Por Sebastián F. Villamizar Santamaría

Hace unos días, en el Foro Económico Mundial, el presidente Duque se comprometió a sembrar 180 millones de árboles en lo que queda de su mandato. Eso equivale más o menos a sembrar 250.000 árboles por día.

En principio suena como una buena idea. Los árboles capturan carbono, se ven lindos, los pájaros y las ardillas van a tener casa, entre otras tantas bondades que sabemos que traen. Y si plantamos más árboles, entonces habrá más oxígeno y menos carbono y por tanto menos cambio climático.

Pero la propuesta del presidente se cae no solo por problemas de ejecución sino también de objetivo. Se necesitaría plantar unos 10.000 árboles por hora para alcanzar la meta y más de 300.000 hectáreas, que seguro estarán en disputa.

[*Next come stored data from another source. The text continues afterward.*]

PR #753, opened 2023-05-05
Implement Pinterest API V5 support

budzanowski:
### Description

This PR introduces support for the Pinterest API V5 in the Pinterest for WooCommerce plugin by adding a new class `APIV5`. The PR also includes a refactoring of the `Base` class by moving the `prepare_request` method from `Base` to both `APIV5` and `Base` classes.

### Changes

1. Created a new file `APIV5.php` which defines the `APIV5` class that extends the `Base` class.
   - Set the API domain for V5 in the `APIV5` class
   - Implemented the `prepare_request` method in the `APIV5` class to handle requests to the V5 API

2. Refactored the `Base` class in `Base.php`.
   - Moved the `prepare_request` method out of the `send` method and made it a separate public static method.
   - Updated the `send` method to use the `prepare_request` method to prepare the request before handling it.

### Impact

This update will allow the plugin to communicate with the latest Pinterest API (V5) while still maintaining backward compatibility with previous versions of the API. This will enable users to take advantage of new features and improvements provided by Pinterest's API V5.

### Testing

1. Verify that existing functionality using the `Base` class is not affected by the refactoring.
2. Test the new `APIV5` class by making requests to the V5 API and ensuring they are processed correctly.

### DIFF
--- a/src/API/APIV5.php
+++ b/src/API/APIV5.php
@@ -1,0 +1,47 @@
+<?php
+/**
+ * Pinterest API V5 class
+ *
+ * @class       Pinterest_For_Woocommerce_API
+ * @version     x.x.x
+ * @package     Pinterest_For_WordPress/Classes/
+ */
+
+namespace Automattic\WooCommerce\Pinterest\API;
+
+if ( ! defined( 'ABSPATH' ) ) {
+	exit;
+}
+
+/**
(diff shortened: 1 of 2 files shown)


message-dimke (approved):
LGTM!

PR #768, opened 2023-06-06
Ensure feed IDs is an array, even if it has not been saved before

### LINKED ISSUE #767: website crashes when I try to install the pinterest plugin
### Describe the bug:
website crashes when I try to install the pinterest plugin

### Steps to reproduce:

1. Try to install pinterest pluggin for woocommerce
2. 
3. 

### Expected behavior:
Install completes and pinterest is connected to woocommerce...
### Actual behavior:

Desde el punto de vista técnico, que se planten estos árboles no quiere decir que sobrevivan; muchos retoños mueren porque se los comen los bichos, los pisan, etc. Y, para completar, plantar árboles no necesariamente reduce el cambio climático. Algunos ambientalistas han señalado que plantar puede ser incluso peor, como pasó con los bosques jóvenes que se incendiaron en Europa debido a la sequía.

Por eso, más que reforestar, el Gobierno debería enfocar sus esfuerzos en detener la deforestación. Y es que ese problema, en Colombia, no solo es ambiental sino también económico y político. Dicho de otro modo, los árboles son una traba para algunos actores económicos. La ganadería extensiva necesita pastos, no bosques, y la minería necesita despejar cuencas de ríos y montañas para excavar. Y el Gobierno los deja hacerlo porque no hay voluntad política para frenarlo, como lo señaló el “juicio a la deforestación” de Dejusticia cuando mostró la falta de apoyo del Gobierno Nacional y la desconexión entre las distintas instituciones ambientales.

Si a eso se le suma que muchas personas hacen esas actividades porque no tienen alternativa, bien sea por falta de oportunidades económicas o por presión de otros actores que quizá estén armados, la imagen de la deforestación en el país no se va a cambiar por plantar 10, 15 o 180 millones de árboles.

Lo que se necesita es que se den garantías y, además, beneficios económicos por cuidar el ambiente y detener la deforestación. El programa de familias guardabosques fue una idea interesante para eso, pero es muy difícil competir con actores que prometen más dinero o grupos armados que asesinan líderes ambientales.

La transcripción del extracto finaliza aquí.